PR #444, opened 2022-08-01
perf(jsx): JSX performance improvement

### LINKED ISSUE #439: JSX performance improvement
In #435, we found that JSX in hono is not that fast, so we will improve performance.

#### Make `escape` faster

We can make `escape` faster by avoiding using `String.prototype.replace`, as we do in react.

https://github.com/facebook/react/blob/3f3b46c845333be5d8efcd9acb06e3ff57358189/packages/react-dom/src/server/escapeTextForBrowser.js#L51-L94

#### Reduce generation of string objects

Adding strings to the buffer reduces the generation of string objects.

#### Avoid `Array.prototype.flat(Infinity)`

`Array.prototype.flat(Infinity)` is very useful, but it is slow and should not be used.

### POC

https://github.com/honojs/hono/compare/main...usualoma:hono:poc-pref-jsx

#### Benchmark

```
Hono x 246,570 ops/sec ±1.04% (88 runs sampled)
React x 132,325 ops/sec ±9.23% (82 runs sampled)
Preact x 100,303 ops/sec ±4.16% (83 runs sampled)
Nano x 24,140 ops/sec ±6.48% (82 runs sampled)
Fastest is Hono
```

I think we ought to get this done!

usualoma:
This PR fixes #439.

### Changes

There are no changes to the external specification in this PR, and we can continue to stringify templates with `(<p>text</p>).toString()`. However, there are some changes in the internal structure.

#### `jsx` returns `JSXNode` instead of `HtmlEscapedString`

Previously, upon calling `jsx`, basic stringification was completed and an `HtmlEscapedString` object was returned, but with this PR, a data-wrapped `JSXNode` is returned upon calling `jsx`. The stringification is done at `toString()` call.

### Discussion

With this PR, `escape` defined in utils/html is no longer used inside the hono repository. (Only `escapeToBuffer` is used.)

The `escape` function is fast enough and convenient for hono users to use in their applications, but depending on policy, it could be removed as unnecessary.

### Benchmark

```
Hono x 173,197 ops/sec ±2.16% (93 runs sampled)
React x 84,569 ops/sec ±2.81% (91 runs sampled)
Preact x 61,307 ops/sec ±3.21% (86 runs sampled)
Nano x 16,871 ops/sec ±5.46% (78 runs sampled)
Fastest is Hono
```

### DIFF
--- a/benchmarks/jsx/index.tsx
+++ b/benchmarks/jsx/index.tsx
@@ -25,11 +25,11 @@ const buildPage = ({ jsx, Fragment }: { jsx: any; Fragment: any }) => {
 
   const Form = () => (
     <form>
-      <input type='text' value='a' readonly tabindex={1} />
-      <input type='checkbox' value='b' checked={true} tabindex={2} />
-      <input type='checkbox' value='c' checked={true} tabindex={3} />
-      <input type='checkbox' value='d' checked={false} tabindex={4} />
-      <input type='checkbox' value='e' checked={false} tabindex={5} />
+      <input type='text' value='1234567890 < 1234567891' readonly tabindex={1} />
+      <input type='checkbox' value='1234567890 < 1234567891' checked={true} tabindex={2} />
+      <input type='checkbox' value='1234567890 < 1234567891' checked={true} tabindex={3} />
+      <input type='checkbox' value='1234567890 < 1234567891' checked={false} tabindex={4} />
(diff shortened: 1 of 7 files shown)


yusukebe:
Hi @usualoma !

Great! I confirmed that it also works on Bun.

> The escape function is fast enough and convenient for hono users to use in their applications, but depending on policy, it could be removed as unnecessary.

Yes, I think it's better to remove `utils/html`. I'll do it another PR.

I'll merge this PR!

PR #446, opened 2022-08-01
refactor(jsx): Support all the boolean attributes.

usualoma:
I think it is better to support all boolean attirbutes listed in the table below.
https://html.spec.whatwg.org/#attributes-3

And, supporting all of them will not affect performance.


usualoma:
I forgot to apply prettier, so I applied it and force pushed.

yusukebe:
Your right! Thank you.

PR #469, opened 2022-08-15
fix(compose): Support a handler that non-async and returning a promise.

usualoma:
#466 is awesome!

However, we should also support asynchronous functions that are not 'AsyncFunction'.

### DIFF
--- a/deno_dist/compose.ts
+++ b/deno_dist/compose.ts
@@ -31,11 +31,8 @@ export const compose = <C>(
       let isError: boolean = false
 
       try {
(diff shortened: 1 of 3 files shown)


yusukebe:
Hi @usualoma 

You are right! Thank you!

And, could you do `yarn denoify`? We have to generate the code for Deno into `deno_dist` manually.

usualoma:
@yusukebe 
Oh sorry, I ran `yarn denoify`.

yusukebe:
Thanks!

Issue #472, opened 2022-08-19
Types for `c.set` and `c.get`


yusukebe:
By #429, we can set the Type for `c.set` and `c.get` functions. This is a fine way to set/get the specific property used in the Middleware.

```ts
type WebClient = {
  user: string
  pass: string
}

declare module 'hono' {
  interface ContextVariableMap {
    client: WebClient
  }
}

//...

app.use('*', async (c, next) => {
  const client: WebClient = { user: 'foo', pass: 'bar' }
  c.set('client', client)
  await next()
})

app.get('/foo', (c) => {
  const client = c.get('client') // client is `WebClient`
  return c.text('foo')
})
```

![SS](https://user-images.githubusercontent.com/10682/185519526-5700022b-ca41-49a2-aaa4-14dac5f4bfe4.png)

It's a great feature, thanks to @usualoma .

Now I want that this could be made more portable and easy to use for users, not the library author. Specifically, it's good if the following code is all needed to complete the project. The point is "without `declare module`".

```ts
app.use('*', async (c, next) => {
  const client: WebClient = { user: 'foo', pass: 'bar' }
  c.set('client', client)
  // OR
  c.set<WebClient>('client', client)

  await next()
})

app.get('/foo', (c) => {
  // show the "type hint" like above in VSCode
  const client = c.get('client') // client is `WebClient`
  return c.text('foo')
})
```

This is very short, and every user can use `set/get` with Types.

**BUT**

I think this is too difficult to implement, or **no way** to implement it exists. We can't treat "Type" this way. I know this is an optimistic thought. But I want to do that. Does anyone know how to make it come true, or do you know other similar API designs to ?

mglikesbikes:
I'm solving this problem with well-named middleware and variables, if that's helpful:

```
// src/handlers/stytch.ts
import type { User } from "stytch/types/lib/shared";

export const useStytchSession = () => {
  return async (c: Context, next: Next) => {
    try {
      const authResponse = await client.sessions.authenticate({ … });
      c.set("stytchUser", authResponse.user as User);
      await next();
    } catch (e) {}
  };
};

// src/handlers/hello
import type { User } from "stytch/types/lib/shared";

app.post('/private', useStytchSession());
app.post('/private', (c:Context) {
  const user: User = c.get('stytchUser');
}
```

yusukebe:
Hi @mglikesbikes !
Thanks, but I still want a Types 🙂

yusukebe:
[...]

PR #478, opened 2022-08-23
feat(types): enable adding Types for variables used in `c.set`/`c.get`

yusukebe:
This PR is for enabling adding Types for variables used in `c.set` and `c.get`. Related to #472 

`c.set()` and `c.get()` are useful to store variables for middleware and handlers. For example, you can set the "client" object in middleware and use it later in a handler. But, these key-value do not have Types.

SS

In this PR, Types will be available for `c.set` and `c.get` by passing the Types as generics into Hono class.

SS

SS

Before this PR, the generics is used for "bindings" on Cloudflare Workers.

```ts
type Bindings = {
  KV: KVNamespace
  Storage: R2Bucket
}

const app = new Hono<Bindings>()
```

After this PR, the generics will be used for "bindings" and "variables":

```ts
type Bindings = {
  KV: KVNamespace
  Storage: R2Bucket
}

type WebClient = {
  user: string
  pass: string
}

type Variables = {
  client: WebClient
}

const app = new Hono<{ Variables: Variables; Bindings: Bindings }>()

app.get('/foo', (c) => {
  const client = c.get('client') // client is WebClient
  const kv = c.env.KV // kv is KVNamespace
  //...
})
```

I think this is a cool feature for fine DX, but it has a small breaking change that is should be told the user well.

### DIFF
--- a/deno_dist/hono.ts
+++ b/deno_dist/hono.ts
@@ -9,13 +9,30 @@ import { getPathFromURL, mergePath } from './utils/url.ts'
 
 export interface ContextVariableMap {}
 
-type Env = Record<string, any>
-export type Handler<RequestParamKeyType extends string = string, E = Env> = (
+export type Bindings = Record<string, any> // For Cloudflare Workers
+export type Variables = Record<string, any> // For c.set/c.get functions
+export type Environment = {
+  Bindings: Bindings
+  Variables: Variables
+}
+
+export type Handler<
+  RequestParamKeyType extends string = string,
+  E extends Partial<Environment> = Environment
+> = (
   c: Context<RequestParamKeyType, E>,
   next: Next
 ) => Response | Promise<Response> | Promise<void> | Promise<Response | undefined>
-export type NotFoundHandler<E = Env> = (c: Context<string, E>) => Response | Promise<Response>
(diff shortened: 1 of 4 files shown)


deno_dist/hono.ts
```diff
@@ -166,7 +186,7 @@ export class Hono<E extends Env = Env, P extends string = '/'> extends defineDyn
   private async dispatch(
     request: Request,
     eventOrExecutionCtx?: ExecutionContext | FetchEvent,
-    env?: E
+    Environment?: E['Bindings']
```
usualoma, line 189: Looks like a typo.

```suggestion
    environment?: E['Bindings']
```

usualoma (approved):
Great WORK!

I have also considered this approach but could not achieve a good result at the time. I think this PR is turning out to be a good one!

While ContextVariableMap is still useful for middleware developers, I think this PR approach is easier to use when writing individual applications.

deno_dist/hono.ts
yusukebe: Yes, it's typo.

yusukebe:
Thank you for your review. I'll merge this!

######

Requirement >> In the entries above, which lines hold the word "shortened"? Copy them out.

Response to this task >>
(diff shortened: 1 of 7 files shown)
(diff shortened: 1 of 3 files shown)
(diff shortened: 1 of 4 files shown)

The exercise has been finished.